As a direct result ‘manual’ planning can impact your bottom line through poor route planning and mismanagement of resources such as:
Increased capitalinvestment due to operating a larger transport fleet than required;
Increased labourcosts due to drivers travelling longer distances and working longer hours, and
Increased fleet operatingcosts.
Why settle for a competent delivery schedule, when you can have an optimised delivery schedule, that meets your requirements and can see your team save time and reduce operational costs?
3. Managing growth and have the ability to scale is difficult with ‘manual’ route planning
One major challenge with ‘manually’ route planning is dealing with change and scale as was the case with Genesis and their growing demand for LPG gas bottles. The ability to manage growth through adding more deliveries and locations ‘manually’ placed added pressure on their already lengthy and difficult process. The only real solution by way of their current ‘manual’ process, was simply putting in extra effort and time to correctly cater to new customers and businesses.
Another challenge was being able to manually plan for last minute changes and added deliveries. This took the form of specific road closures and re-planning delivery routes, delivery windows and changing availability from customers, and additional deliveries to name a few. The ability to deal with adverse change is restricted and difficult through ‘manual’ planning.
By not having an agile system lead to poor delivery schedules with inefficient delivery routes. Not to mention the stress placed on Logistic Managers to add additional delivery locations and the additional pressure placed on Delivery Drivers to meet their deadlines.
Digitally Transforming Genesis – From ‘Manual’ planning to Scopta’s Run and Route
Scopta Run and Route is an automated solution that helped Genesis deal with the complexities of operating last-mile delivery.

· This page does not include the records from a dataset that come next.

PR #308, opened 2024-03-29
[CSL-2646] Added Item Tracked Purchase type

HFaifman:
Added new Item Tracked Purchase type that includes price and count properties.

### DIFF
--- a/src/modules/tracker.js
+++ b/src/modules/tracker.js
@@ -1087,11 +1087,11 @@ class Tracker {
    * Send purchase event to API
    * @function trackPurchase
    * @param {object} parameters - Additional parameters to be sent with request
-   * @param {{itemId: string | undefined
-   * variationId: string | undefined
-   * itemName: string | undefined
-   * count: number | undefined
-   * price: number | undefined}[]} parameters.items - List of product item objects
+   * @param {Array.<{itemId: string | undefined,
+   * variationId: string | undefined,
+   * itemName: string | undefined,
+   * count: number | undefined,
+   * price: number | undefined}>} parameters.items - List of product item objects
    * @param {number} parameters.revenue - The subtotal (excluding taxes, shipping, etc.) of the entire order
    * @param {string} [parameters.orderId] - Unique order identifier
    * @param {string} [parameters.section="Products"] - Index section
--- a/src/modules/tracker.js
+++ b/src/modules/tracker.js
@@ -1085,6 +1085,7 @@ class Tracker {
 
   /**
    * Send purchase event to API
+   *
    * @function trackPurchase
    * @param {object} parameters - Additional parameters to be sent with request
    * @param {Array.<{itemId: string | undefined,
--- a/src/modules/tracker.js
+++ b/src/modules/tracker.js
@@ -1085,10 +1085,13 @@ class Tracker {
 
   /**
    * Send purchase event to API
-   *
    * @function trackPurchase
    * @param {object} parameters - Additional parameters to be sent with request
-   * @param {object[]} parameters.items - List of product item objects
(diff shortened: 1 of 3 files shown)


HFaifman:
The failed test doesn´t seem to be related to these changes.

src/types/index.d.ts
```diff
@@ -231,3 +231,8 @@ export interface ItemTracked {
   itemId?: string;
   variationId?: string;
 }
+
+export interface ItemTrackedPurchase extends ItemTracked {
+  count?: number;
+  price?: number;
```
mocca102, line 237: The attributes here were defined as required on the Node SDK. Is there any reason we're making them optional here? https://github.com/Constructor-io/constructorio-node/commit/4e73d415c225aab4698f1b0c10ea4f584490b245#diff-d91c72b0c4408f78487da8710045c189275b3aee8df371b01b5ad358056f0255R342

mocca102 (changes requested):

mocca102 (commented):
I see we're passing items as is to the API but it's not apparent what items contains apart from the types. Can we document the items attributes here so it's clear what items should look like in the docs as well as the types

https://github.com/Constructor-io/constructorio-client-javascript/blob/csl-2646-js-client-sdk-switch-to-using-count-for-purchase-events/src/modules/tracker.js#L1083

src/types/index.d.ts
HFaifman: Well, the ticket made a request to ensure retrocompatibility.  I figured this was the best way to achieve that since required parameters would break existing implementations.
Not sure how much of that is relevant for this particular client though, I´m happy to correct it if you think it´s better.

HFaifman:
> I see we're passing items as is to the API but it's not apparent what items contains apart from the types. Can we document the items attributes here so it's clear what items should look like in the docs as well as the types
> 
> https://github.com/Constructor-io/constructorio-client-javascript/blob/csl-2646-js-client-sdk-switch-to-using-count-for-purchase-events/src/modules/tracker.js#L1083

This makes a lot of sense. Yes, I´ll add it to this PR.

src/types/index.d.ts
HFaifman: After a discussion with Islam, we will make these properties optional in the Node repo as well. I´ll open a PR shortly.

src/modules/tracker.js
```diff
@@ -1085,10 +1085,13 @@ class Tracker {
...
    * Send purchase event to API
-   *
    * @function trackPurchase
    * @param {object} parameters - Additional parameters to be sent with request
-   * @param {object[]} parameters.items - List of product item objects
+   * @param {{itemId: string | undefined
+   * variationId: string | undefined
+   * itemName: string | undefined
+   * count: number | undefined
+   * price: number | undefined}[]} parameters.items - List of product item objects
```
mocca102, line 1094: This looks fine to me but wanted to take a second opinion @esezen

mocca102 (approved):
LGTM!

src/modules/tracker.js
Herfaifman: This could be a typedef in jsdoc but I think that might be overkill since it´s not going to be used outside of here

esezen: I think this breaks jsdoc 🤔 
Screenshot 2024-04-02 at 4 15 57 PM

esezen: If there is no easy way, IMO, it's okay if we only have the example and not document the type here

HFaifman: This is weird...It seems to be picked up on fine by the IDE?

PR #309, opened 2024-04-01
[CSL-3045] Added enforcement of https for service client url

HFaifman:
This PR enforces HTTPs for the Service Url, similarly to what was done for the Node client in this [PR](https://github.com/Constructor-io/constructorio-node/pull/193)

### DIFF
--- a/spec/src/constructorio.js
+++ b/spec/src/constructorio.js
@@ -84,18 +84,12 @@ describe(`ConstructorIO${bundledDescriptionSuffix}`, () => {
   it('Should return an instance with correct serviceUrl when a http serviceUrl is passed', () => {
     const clientId = 'client-id';
     const sessionId = 'session-id';
-    const serviceUrl = 'https://constructor.io';
-    const quizzesServiceUrl = 'http://quizzes.constructor.io';
-    const version = 'custom-version';
-    const networkParameters = { timeout: 5000 };
+    const serviceUrl = 'http://constructor.io';
     const instance = new ConstructorIO({
       apiKey: validApiKey,
       clientId,
       sessionId,
       serviceUrl,
-      quizzesServiceUrl,
-      version,
-      networkParameters,
     });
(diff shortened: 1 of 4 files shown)


spec/src/constructorio.js
```diff
@@ -81,6 +81,27 @@ describe(`ConstructorIO${bundledDescriptionSuffix}`, () => {
     expect(instance.options).to.have.property('networkParameters').to.equal(networkParameters);
   });
 
+  it('Should return an instance with correct serviceUrl when a http serviceUrl is passed', () => {
```
esezen, line 84: The description says `http serviceUrl is passed` but we are passing an `https` value on line 87. Can we update the test to have an `http` value there. 
Also it might be nice to drop the other parameters and make it more similar to [this test](https://github.com/Constructor-io/constructorio-node/pull/193/files#diff-eeecf5f88f630f2dbfd79b209470f3d4707cd0cb828861731b3f36887fb8f29cR56) so it's clear what's being tested here

esezen (changes requested):
Left one comment about the test. The rest is looking good!

spec/src/constructorio.js
HFaifman: should be taken care of, thanks for pointing it out.

esezen (approved):
LGTM!

xkr47:
Hi! Would you approve adding an option to disable this "force https" feature?

I have implemented a "fake Constructor" in our java backend so we can prototype changes to our catalog updates on our local machines without having to actually upload the catalog to a Constructor index. If not, we'll have keep using a fork of this repo, which would mean added maintenance work and delayed updates for the client library. Nevertheless it is net beneficial for us by letting us develop our Constructor experience in an agile manner.

xkr47:
Welp, here it is anyway.. #460
EDIT: it was merged

PR #310, opened 2024-04-03
[CSL 2734] Handle Non-Json responses

VincentGalloro:
Handle non-json responses from server. If the server responds with plaintext we want to return an error indicating that the server responded with plaintext. The current error just says "invalid JSON ..." which doesn't make it obvious to the user that the underlying error came from a bad server response


VincentGalloro:
The failed test is likely due to the new ASA bundled tests. Don't think it's related to this PR

stanlp1 (approved):
LGTM from what I can tell everything works properly.

esezen (changes requested):
We have a failing test in the bundled version tests `npm run test:bundled`. It looks like this PR is adding `regeneratorRuntime` to the global window object. This is okay if it's intentional. Let's figure out if it is and if it's expected, we can update the test

jjl014:
@esezen @VincentGalloro I updated the util function `converResponseToJson` to use Promises instead of async/await. Seems to resolve the issue around `regneratorRuntime` and passes all tests. 👍

stanlp1 (approved):
LGTM.

esezen (approved):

As described earlier, manually planning delivery route schedules raises many challenges around the significant amount of time and effort required to create a delivery schedule, the inefficiencies of manual planning and the difficulty of dealing with change and ability to grow and scale.
“Moving to digital made sense as it would improve the processes, and drive cost savings. The bonus from the proof of concept was we were able to use our data to categorically prove that optimisation would realise operational savings, which in turn made the business case an easy sell.”
General Manager of Genesis , LPG operations, Cameron Jardine
AWS Partner Network
Scopta Run and Route leverages the AWS services toolkit. As part of the solution we use AWS EC2 to run the optimisation workloads, AWS S3 to store application information, AWS PostgreSQL RDS to manage the workload data tables, AWS EKS to ensure a highly available and scalable workload, and AWS Elasticache to queue and manage tasks.
Since partnering with AWS and joining the AWS Partner Network (APN), Biarri has been able to identify new opportunities to scale. Through leveraging AWS services, we have greater confidence in developing tools that align with our mathematical and analytical Biarri approach. AWS provides a platform that is not only quick but secure, giving our clients around the world assurance. Biarri will continue to acquire additional AWS data and analytics competencies, as we continue to increase our reach.